Il n’est vrai­ment pas pos­si­ble de con­tester le sérieux et la valeur des expéri­ences effec­tuées. Elles sont exposées avec clarté et pré­ci­sion selon un pro­to­cole expéri­men­tal rigoureux et sci­en­tifique en sur­veil­lant avec soin les dif­férents effets per­vers pos­si­bles, effets que l’on com­bat aus­si en vari­ant large­ment les con­di­tions expérimentales.

Les cor­réla­tions observées sont d’autant plus impres­sion­nantes qu’elles s’appuient sur des expéri­ences de natures dif­férentes, les unes mécaniques (oscil­la­tions du pen­d­ule para­conique), les autres optiques (visées sur mires) et ce n’est pas l’un des moin­dres mérites de Mau­rice Allais que d’avoir retrou­vé ces mêmes cor­réla­tions chez d’autres expéri­men­ta­teurs (Esclan­gon, Miller).

Bien enten­du l’idéal serait de véri­fi­er tout ceci en recom­mançant les expéri­ences, même s’il y faut du temps et un bud­get élevé.

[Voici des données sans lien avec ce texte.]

PR #246, opened 2022-02-01
TCE-1772: peering activation data source

bcmdarroch:

This PR adds a new data source, `hcp_peering_connection_activation`.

En tout cas il est rel­a­tive­ment aisé de refaire les analy­ses har­moniques et de véri­fi­er les cor­réla­tions avec les ordi­na­teurs et les puis­santes méth­odes de cal­cul mod­ernes qui élim­i­nent tout arte­fact involontaire.

Si, comme il sem­ble prob­a­ble, les cor­réla­tions présen­tées sont con­fir­mées, en par­ti­c­uli­er celles avec la péri­ode lunaire de 24 h 50 mn, il devien­dra évi­dent qu’un phénomène nou­veau, bien supérieur à ce que pou­vaient prévoir les théories actuelles, a été mis en évidence.

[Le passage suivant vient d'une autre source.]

PR #248, opened 2022-02-04
TCE-1770: Azure peering connection (internal only)

bcmdarroch:

This PR adds support for Azure networking in the form of the new `hcp_azure_peering_connection`. 

⚠️ **This feature is available for internal users only.**

### :ship: Release Note

```release-note
* resource/azure_peering_connection: adds Azure peering resource (internal only)  [GH-248]
```

### 🧪 Example Config
Get creds with `az login`

```
// HCP resources
provider "hcp" {}

locals {
  subscription_id = "<get from az login>" 
  tenant_id       = "<get from az login>"
  vnet_region     = "eastus"
  role_def_name  = "test-hcp-hvn-peering-access"
}

resource "hcp_hvn" "azure" {
  hvn_id         = "test-azure-hvn"
  cloud_provider = "azure"
  region         = local.vnet_region
}

resource "azurerm_resource_group" "rg" {
  name     = "resource-group-test"
  location = "East US"
}

resource "azurerm_virtual_network" "vnet" {
  name                = "test-vnet"
  location            = azurerm_resource_group.rg.location
  resource_group_name = azurerm_resource_group.rg.name

  address_space = [
    "10.0.0.0/16"
  ]
}

resource "hcp_azure_peering_connection" "peering" {
  hvn_link                 = hcp_hvn.azure.self_link
  peering_id               = "test-peering"
  peer_vnet_name           = azurerm_virtual_network.vnet.name
  peer_subscription_id     = local.subscription_id
  peer_tenant_id           = local.tenant_id
  peer_resource_group_name = azurerm_resource_group.rg.name
  peer_vnet_region         = local.vnet_region
}

data "hcp_azure_peering_connection" "peering" {
  hvn_link                 = hcp_hvn.azure.self_link
  peering_id               = hcp_azure_peering_connection.peering.peering_id
  wait_for_active_state  = true
}

resource "hcp_hvn_route" "route" {
  hvn_route_id = "test-route"
  hvn_link = hcp_hvn.azure.self_link
  destination_cidr = "172.31.0.0/16"
  target_link = data.hcp_azure_peering_connection.peering.self_link
}

// Azure resources
provider "azurerm" {
  features {}
}

resource "azuread_service_principal" "principal" {
  application_id = hcp_azure_peering_connection.peering.application_id
}

resource "azurerm_role_definition" "definition" {
  name  = local.role_def_name
  scope = azurerm_virtual_network.vnet.id
  assignable_scopes = [
    azurerm_virtual_network.vnet.id
  ]
  permissions {
    actions = [
      "Microsoft.Network/virtualNetworks/peer/action",
      "Microsoft.Network/virtualNetworks/virtualNetworkPeerings/read",
      "Microsoft.Network/virtualNetworks/virtualNetworkPeerings/write"
    ]
  }
}

resource "azurerm_role_assignment" "role_assignment" {
  principal_id       = azuread_service_principal.principal.id
  role_definition_id = azurerm_role_definition.definition.role_definition_resource_id
  scope              = azurerm_virtual_network.vnet.id
}

```

```
$ make testacc TESTARGS='-run=TestAccAzurePeeringConnection'

--- PASS: TestAccAzurePeeringConnection (991.21s)

$ make testacc TESTARGS='-run=TestAccAwsPeering'

--- PASS: TestAccAwsPeering (764.13s)
```


docs/resources/azure_peering_connection.md
```diff
@@ -0,0 +1,136 @@
...
+}
+
+resource "hcp_azure_peering_connection" "peer" {
+  hvn_link                 = hcp_hvn.hvn.self_link
+  peering_id               = "dev"
+  peer_vnet_name           = azurerm_virtual_network.vnet.name
+  peer_subscription_id     = "50dc4fb8-db16-4c07-8c35-f31467122911"
+  peer_tenant_id           = "09cdb642-fb81-4425-ba72-b882790ecb06"
+  peer_resource_group_name = azurerm_resource_group.rg.name
+  peer_vnet_region         = hcp_hvn.hvn.region
```
pcewing, line 31: Should this be the region of the vnet being peered to the HVN? Or the HVN itself? If it's the former, it might be be better for this to be:
```
peer_vnet_region = azure_rm_virtual_network.region
```
Or whatever the correct output variable is, otherwise this might be misleading if the vnet is in a different region from the HVN.

docs/resources/azure_peering_connection.md
```diff
@@ -0,0 +1,136 @@
...
+
+resource "hcp_azure_peering_connection" "peer" {
+  hvn_link                 = hcp_hvn.hvn.self_link
+  peering_id               = "dev"
+  peer_vnet_name           = azurerm_virtual_network.vnet.name
+  peer_subscription_id     = "50dc4fb8-db16-4c07-8c35-f31467122911"
+  peer_tenant_id           = "09cdb642-fb81-4425-ba72-b882790ecb06"
+  peer_resource_group_name = azurerm_resource_group.rg.name
+  peer_vnet_region         = azure_rm_virtual_network.region
+}
```
manish-hashicorp, line 32: Does this resource succeed when peering reaches pending state?

docs/resources/azure_peering_connection.md
```diff
@@ -0,0 +1,136 @@
...
+
+resource "hcp_peering_connection_activation" "activation" {
```
manish-hashicorp, line 34: Does this succeed when customer accepts the peering connection? If these two are accurate could you mention this in the docs?

examples/resources/hcp_azure_peering_connection/resource.tf
```diff
@@ -0,0 +1,73 @@
...
+  peer_resource_group_name = azurerm_resource_group.rg.name
+  peer_vnet_region         = azure_rm_virtual_network.region
+}
+
+resource "hcp_peering_connection_activation" "activation" {
+  peering_id = hcp_azure_peering_connection.peer.peering_id
+  hvn_link   = hcp_hvn.hvn.self_link
+}
+
+resource "hcp_hvn_route" "route" {
```
manish-hashicorp, line 23: Does this work with Azure? I am going to test now but curious if you noticed any problems with it.

internal/clients/peering.go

Ce phénomène que peut-il être ? Une anisotropie de l’espace ? C’est l’une des pos­si­bil­ités. Il con­vien­dra bien sûr de mul­ti­pli­er d’abord les résul­tats expéri­men­taux de toutes sortes avant de se lancer dans la théorie.

Recon­nais­sons que le sens physique de Mau­rice Allais lui a fait choisir les phénomènes les plus sen­si­bles : les oscil­la­tions d’un pen­d­ule métrique, les visées sur mires, les expéri­ences d’interférométrie, et l’on pour­ra sans doute aug­menter la sen­si­bil­ité et la durée des expéri­ences en util­isant un pen­d­ule oscil­lant dans le vide ou sous pres­sion réduite.

Gageons cepen­dant que des résul­tats posi­tifs ne s’imposeront pas si vite. Une théorie dépassée ne dis­paraît que chas­sée par une théorie nou­velle mieux adap­tée au réel. Ne voit-on pas ain­si le dar­win­isme se sur­vivre tant bien que mal, bien qu’il fasse eau de toutes parts ? Mais encore aujourd’hui aucune théorie ne peut pré­ten­dre le remplacer.